Says the Ch'an tradition: The finger that points out

the moon is, after all, not the moon itself.(8)

Naagaarjuna's negative philosophy is like a

chameleon. The moment one thinks one has a grasp of

it, it not only slips away but it also makes one

feel uneasy about the "grasping-of-it" itself. I

would, therefore, not go into what Maadhyamika

means, for it seems that consensus was lacking in

Naagaarjuna's followings as it is lacking among

modern scholars.(9) The fact that Naagaarjuna is

hard to grasp should alert us to the fact that it

was no easy task for the Chinese in the fifth and

sixth centuries to come up with the "definitive"

understanding of his philosophy. The Chinese

language then was even more ineffective than our

present-day English as a tool to convey all the

nuances of the Sanskrit original, and it is not

surprising that some of the intricate Indian logic

was lost to the Chinese.(10) Nevertheless, if the

Chinese learned anything, it was the technique of

prasa^nga, the art of exposing the antinomies

involved in any philosophical position. In their

way, the Chinese adopted the technique to their own

milieu or problems. The Chinese were interested more

in the totalistic issues of being (yu) and nonbeing

(wu(n)), activity and inactivity, the one and the

many, the concrete (shih) and the vacuous (hsu(o)).

These issues are more Taoist than Indian. If we

stand back and look at the general Chinese results

after they have exercised their dialectical

reasonings, we would find that, for certain strange

reasons, the Chinese would allocate being,

inactivity, concreteness and the one to the

so-called higher truth, assigning their opposites,

the "unreal" nonbeing, the actively "responding,"

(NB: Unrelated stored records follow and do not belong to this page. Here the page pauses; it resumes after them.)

PR #240, opened 2023-10-16
feat: billing

alanshaw:
I've built so that `billing/lib` can be extracted to w3up, published separately and used here.

Screenshot 2023-11-01 at 10 52 52

TODO:

* [x] Env vars for queue URLs etc.
* [x] Add test for UCAN invocation handler
* [x] DLQs
* [x] Add code to invoke Stripe

Post merge:

* [ ] Add space size snapshots for each space in the system
* [x] Ensure `Customer` table get populated when user selects plan


travis (approved):
a few small tweaks but this looks great to me, love the increased rigor around values coming in and out of the system, hope we can propagate these patterns out to the rest of the repo!

billing/functions/usage-table.js
```diff
@@ -0,0 +1,50 @@
...
+
+export const handler = Sentry.AWSLambda.wrapHandler(
+  /**
+   * @param {import('aws-lambda').DynamoDBStreamEvent} event
+   * @param {import('aws-lambda').Context} context
+   */
+  async (event, context) => {
+    // /** @type {CustomHandlerContext|undefined} */
+    // const customContext = context?.clientContext?.Custom
+    // TODO: stripe publishable key or something?
```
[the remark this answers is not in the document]
alanshaw: 🤪 no you're right, publishable is for the client...seeing cross eyed at this point

billing/functions/billing-cron.js
```diff
@@ -0,0 +1,39 @@
...
+  /**
+   * @param {import('aws-lambda').ScheduledEvent} event
+   * @param {import('aws-lambda').Context} context
+   */
+  async (event, context) => {
+    /** @type {CustomHandlerContext|undefined} */
+    const customContext = context?.clientContext?.Custom
+    const customerTable = customContext?.customerTable ?? notNully(process.env, 'CUSTOMER_TABLE_NAME')
+    const customerBillingQueueURL = new URL(customContext?.customerBillingQueueURL ?? notNully(process.env, 'CUSTOMER_BILLING_QUEUE_URL'))
+    const region = customContext?.region ?? notNully(process.env, 'AWS_REGION')
```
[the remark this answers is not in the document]
alanshaw: ACK yes I invented it because I wanted it for getting properties from a config object as well as `process.env` but not required here so I'll switch.

billing/lib/api.ts
```diff
@@ -0,0 +1,290 @@
...
+
+/**
+ * Captures details about a space that should be billed for a given customer in
+ * the given period of usage.
+ */
+export interface SpaceBillingInstruction extends CustomerBillingInstruction {
+  /** Space DID (did:key:...). */
+  space: DID
+  /** Storage provider for the space. */
+  provider: DID<'web'>
```
Gozala, line 143: Could be a good idea to define `type Provider = DID<'web'>` and use that, same for `Consumer`  and `Customer` that way it reads more clearly and we can update definitions in one place when necessary.

billing/lib/api.ts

the vacuously delusive and the Many to the Lower

Truth. This Chinese conclusion is somewhat ironic,

considering the fact that Indian Buddhism as a whole

and Maadhyamika especially would hardly associate

itself with such ontological absolutes like being,

reality, and the one changeless essence. The whole

intention in Maadhyamika was to affirm emptiness,

impermanence, selflessness, and

nonsubstantiality.(11) This is not to say that there

were no Indian traditions leaning toward the Chinese

view; scholars now recognize the role played by the

Tathaagatagarbha tradition, in both Indian and

Chinese Buddhist history. Nevertheless, keeping a

purist stand, one can still legitimately wonder how

the Chinese often came up with such numenal realism

as the "higher truth"!

This is where a basic Chinese misappropriation

of the two truths theory occurred, and this is where

the significance lies of the Ch'eng-shih school in

the historical development of Chinese Maadhyamika

sophistication. Although Seng Chao might be an

ardent interpreter of Naagaarjuna and has received

supposedly the seal of approval from Kumaarajiiva

himself, it should be noted that Seng Chao barely

just touched on the two truths. The "attractiveness"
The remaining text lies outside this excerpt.